Items from a dataset:
----------

PR #676, opened 2022-08-17
Use local SSL for 

mueschm:
This adds support for SSL certificates for local development.

## Changes
1. Script to download certificates from a remote bucket. If unable to download them then we cache them for 30 days.
2. Update to traefik to support SSL.
3. Flag to disable SSL

## Testing
1. Test with ssl `architect dev ./examples/react/`
2. Test without ssl `architect dev ./examples/react/ --no-ssl`
3. Test complex applications like ones made by the the project command that use ingresses from other components.
image

### DIFF
--- a/src/commands/dev.ts
+++ b/src/commands/dev.ts
@@ -227,7 +227,7 @@ export default class Dev extends BaseCommand {
     for (const svc_name of Object.keys(compose.services)) {
       for (const port_pair of compose.services[svc_name].ports || []) {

----------

BRIEF: Set down, exactly as written, each line of the data from its opening line through the one containing "1. Test with". Output nothing more.

RESULT FOR THIS EXERCISE:
PR #676, opened 2022-08-17
Use local SSL for 

mueschm:
This adds support for SSL certificates for local development.

## Changes
1. Script to download certificates from a remote bucket. If unable to download them then we cache them for 30 days.
2. Update to traefik to support SSL.
3. Flag to disable SSL

## Testing
1. Test with ssl `architect dev ./examples/react/`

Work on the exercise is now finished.